═════ Stored data ═════

PR #859, opened 2019-08-02
Port NVIDIA's TRT inference engine from MLperf 0.6

tommadams:
Original code: https://github.com/mlperf/training_results_v0.6/blob/master/NVIDIA/benchmarks/minigo/implementations/tensorflow/minigo/

The TRT inference engine is faster for 9x9 models & small batch sizes, but slower for the v17 model & larger batch sizes (as measured on my Quadro M2000). My GPU doesn't have native fp16 support, so I haven't been able to compare performance there.


tommadams:
Freezing:

```BOARD_SIZE=19  python  freeze_graph.py  --trunk_layers=19  --conv_width=256  --fc_width=256  --model_path=saved_models/001003-leviathan  --use_tpu=false  --use_SE=true  --use_SE_bias=true  --use_trt=true  --trt_max_batch_size=8```

`trt_max_batch_size` specifies the 
Selfplay:
```bazel-bin/cc/selfplay   --parallel_games=1   --num_games=1   --num_readouts=400  --soft_pick=false --inject_noise=false   --model=trt:32,saved_models/001003-leviathan.trt.pb  --virtual_losses=8  --seed=42  --random_symmetry=false```

tommadams:
Finally working!

I should have mentioned in my earlier comment that you can pass `--trt_precision=fp16` to `freeze_graph.py`

amj:
LGTM

PR #861, opened 2019-08-07
Playout cap oscillation

amj:
Tests pass, cc:all builds, but it's pretty painful.

I did end up making inject_noise default to false.


cc/game.h
```diff
@@ -95,6 +97,9 @@ class Game {
 
   void UndoMove();
 
+  // Marks the most recent move as trainable.
+  void SaveLastMove();
```
tommadams: `SaveLastMove` could mean a bunch of different things. How about something along the lines of `MarkLastMoveAsTrainable`?

amj: Done.

cc/mcts_player.h
```diff
@@ -92,6 +92,23 @@ class MctsPlayer {
     // move is played.
     bool tree_reuse = true;
 
+    // "Playout Cap Oscillation" as per the KataGo paper.
+    // If fastplay_frequency > 0, tree search is modified as follows:
```
brilee: does it make sense to express this in terms of 'slowplay frequency'? I find numbers like 0.02 more semantically meaningful than 0.98, but it's a very asethetic concern and consistency with the katago paper is probably more important.

cc/selfplay.cc
```diff
@@ -94,6 +94,16 @@ DEFINE_string(flags_path, "",
               "Note that flags_path is different from gflags flagfile, which "
               "is only parsed once on startup.");
 
+DEFINE_double(fastplay_frequency, 0.0,
+              "The fraction of moves that should use a lower number of "
+              "playouts, aka 'playout cap oscillation'.\nIf this is set, "
+              "'fastplay_readouts' should also be set.");
+
+DEFINE_int32(fastplay_readouts, 20,
```
brilee: is there a pattern that avoids potentially having conflicting defaults in the flag parser and the options constructor?

cc/selfplay.cc
```diff
@@ -375,16 +391,22 @@ class SelfPlayer {
                        << player->options().virtual_losses << ")";
           MG_LOG(INFO) << root->CalculateTreeStats().ToString();
 
-          MG_LOG(INFO) << root->position.ToPrettyString(use_ansi_colors);
-          MG_LOG(INFO) << "Move: " << position.n()
-                       << " Captures X: " << position.num_captures()[0]
-                       << " O: " << position.num_captures()[1];
-          MG_LOG(INFO) << root->Describe();
+          if (!fastplay) {
```
brilee: the prevalence of `!fastplay` suggests to me that slowplay is the right way to think about it?

oneoffs/joseki.html
```diff
@@ -31,7 +31,7 @@ <h1> Minigo Opening Analysis </h1>
             </v-flex>
           </v-layout>
 
-          <v-layout v-for="opening in top10" row>
+          <v-layout v-for="opening in top10" row :key="opening.sequence">
```
brilee: intentionally in this commit?

cc/mcts_player.h
amj: in that case i should probably reverse these, because katago specifies the slowplay % XD

cc/selfplay.cc
amj: agreed.

oneoffs/joseki.html
amj: Not really, but it fixes up a warning.

cc/selfplay.cc
amj: While that makes sense, "slowplay" is essentially the defaults.  So these flags are specifying the other behavior.

cc/selfplay.cc
amj: Not that i know of.

cc/mcts_player.h
amj: actually thinking about it further, all the existing doc assumes "slowplay" mode only.  Rather than rename everything, the 'fastplay' is the new behavior.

═════

_What this task involves:_ From the entries above, copy each line holding "these".

_Answer:_
amj: in that case i should probably reverse these, because katago specifies the slowplay % XD
amj: While that makes sense, "slowplay" is essentially the defaults.  So these flags are specifying the other behavior.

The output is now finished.